Doch nur wenige Filmreihen können nach so vielen Episoden qualitativ durchgehend überzeugen und auch beim abermals mit übertriebener Action und coolen Sprüchen vollgepackten achten Teil ist die Luft spürbar ziemlich raus. „Fast & Furious 8“ macht zwar nach wie vor Spaß, verfällt aber nun endgültig dem Prinzip einer Zitronenpresse.
 
Die Luft ist raus!
 
Eigentlich will Dominic Toretto (Vin Diesel) nur mit seiner Frau Letty (Michelle Rodriguez) ein bisschen Urlaub in Havanna machen. Doch plötzlich taucht eine mysteriöse blonde Frau (Charlize Theron) auf und behauptet, sie würde Dom überzeugen, ihn für sich arbeiten zu lassen. Es stellt sich heraus, dass es sich bei der mit Dreadlocks frisierten Dame um die Cyber-Terroristin Cypher handelt und plötzlich ist Dom tatsächlich auf ihrer Seite und kämpft unerklärlicher Weise gegen seine eigenen Verbündeten.
 
Im Vorfeld gab es bereits einige Spekulationen um den unerwarteten Sinneswandel von Vin Diesels verkörperten Dom. Der Film schafft es auch geschickt, diese Frage zunächst unbeantwortet zu lassen und erst in der Mitte den Grund für Doms Verrat aufzulösen. Dieser ist letztendlich dann doch zwar sehr vorhersehbar aber zumindest nachvollziehbar aber auch wie die anderen Wendungen der Geschichte vor allem einfach nur unlogisch. Das gesamte Gerüst der Handlung steht damit auf sehr wackeligen Beinen.
 
Ging es in den ersten „Fast & Furious“-Filmen noch eigentlich nur ums Rennen fahren, gilt es in Teil 8 nun gleich die ganze Welt vor einem Nuklearkrieg zu retten. Das klingt nicht nur bekloppt, das ist auch in der Praxis so.
 
Mischung aus James Bond und Speed
 
Allzu ernst nimmt sich der Film zum Glück dabei nicht, sonst würde das „Man mische James Bond mit Speed“-Konzept gnadenlos gegen die Wand fahren. Und seitdem Regisseur Justin Lin mit dem vierten Teil 2009 die Reihe in eine neue Richtung gelenkt hat, ist man ja den großen Nonsens, der mit jedem Sequel noch einmal gesteigert wird, gewohnt. Diesmal legt sich die Crew nicht nur mit einem Atom-U-Boot auf einem gefrorenen See an, zuvor hat sie es sogar in New York mit einer Armee aus durch Hacking Amok laufenden Autos zu tun.
 
 
Das Problem von „Fast & Furious 8“ ist, das der ganze Blödsinn zwar nett anzusehen ist aber weder im Gedächtnis bleibt, noch den Ästhetik-Faktor eines „Mad Max: Fury Road“ auch nur ansatzweise erreicht. Hier gilt Quantität statt Qualität. Dabei wird stets noch einer draufgesetzt und in der zweiten Filmhälfte fliegen dem Zuschauer die Explosionen fast pausenlos um die Ohren, stets untermalt mit lauten Beats und übertriebenen Zeitlupen.
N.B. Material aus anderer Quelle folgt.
PR #773, opened 2026-07-30
perf(api): cache validated capture responses

jorgensandhaug:
## Summary
- cache the fully validated inline capture response under the existing immutable revision identity
- avoid re-running full manifest schema validation on every capture poll
- retain existing byte/entry bounds and identity invalidation

## Verification
- `bun test apps/api/test/workspace-capture-routes.test.ts` (28 passed)
- `bun run --filter @opengeni/api-router typecheck`
- `git diff --check`

## Production evidence
The exact-main live gate measured capture API p95 at 200.28 ms against the 200 ms SLO after the DB round-trip fix. This removes the remaining repeated CPU work without relaxing that SLO.

### DIFF
--- a/.changeset/calm-captures-cache.md
+++ b/.changeset/calm-captures-cache.md
@@ -1,0 +1,5 @@
+---
+"@opengeni/api-router": patch
+---
+
+Reuse the already-validated inline workspace-capture response for an immutable capture revision instead of repeating full manifest schema validation on every poll.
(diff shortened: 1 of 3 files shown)


jorgensandhaug (commented):
```json
{
  "version": 3,
  "reviewedBaseSha": "c83ad0fd1bb8f31b3ad24225da7be2c26685cb10",
  "reviewedHeadSha": "83db425b81f3ff6ce2686d07edaee9a6481aaf67",
  "verdict": "PASS"
}
```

Das Ergebnis ist mehr Übersättigung als Unterhaltung. Und kaschieren kann der Film damit seine Logiklücken und sein mittelmäßiges Schauspiel auch nicht.
 
Oneliner statt echte Dialoge
 
Ein Vin Diesel kann nämlich auch 2017 mehr mit seinem Körper als seiner Mimik beeindrucken und von einer eigentlich so tollen Schauspielerin wie der Südafrikanerin Charlize Theron (Mad Max: Fury Road) als Antagonistin Cypher haben wir uns auch mehr versprochen. Ein weiblicher Gegenspieler ist zwar eine angenehme Abwechslung und Theron besticht durch ihre Präsenz, doch ihre Rolle ist meistens nur dabei, aus einer Einsatzzentrale heraus das Geschehen mit wirklich schlimm geschriebenen Zeilen zu kommentieren. Das Drehbuch ist dabei das richtige Stichwort.
 
„Fast & Furious 8“ beinhaltet nämlich keine wirklichen Dialoge sondern gefühlt fast nur aufgesetzt flotte Oneliner-Sprüche, die mal mehr und meist weniger gelungen sind. Von Running Gag Tyrese Gibson als Quasselstrippe Roman Pierce ist man das ja gewohnt, doch wenn fast jeder Dialog so aufgebaut ist, nervt das nicht nur, es fällt auch schwer, der Handlung emotional folgen zu können.
 
Nun wollen die „Fast & Furious“-Filme ja einfach nur unterhalten, doch mittlerweile ist die Reihe zu einer reinen Geldmaschine verkommen, deren Produkt wir nach dem achten Mal nicht mehr schlucken wollen. Eine Neuausrichtung wie 2009 täte dem Ganzen jedenfalls gut, denn Schluss ist bekanntlich noch lange nicht. Teil Neun und Zehn stehen schon in den Startlöchern.
 
 
Fazit
 
Teil 7 waren bereits erste Ermüdungserscheinungen anzusehen. In „Fast & Furious 8“ wird es nun deutlich: Die Filme können durch ihren puren Gigantismus nicht mehr überzeugen.
 
Eine misslungene Konstellation der Charaktere lässt diesmal zudem den Charme der Vorgänger vermissen und endlose Action allein reicht da nicht aus. Der Fan bekommt letztendlich natürlich genau, das was er erwartet, doch das bekommt auch der Kunde im Fast Food-Restaurant: Den gleichen Müll wie beim letzten Mal.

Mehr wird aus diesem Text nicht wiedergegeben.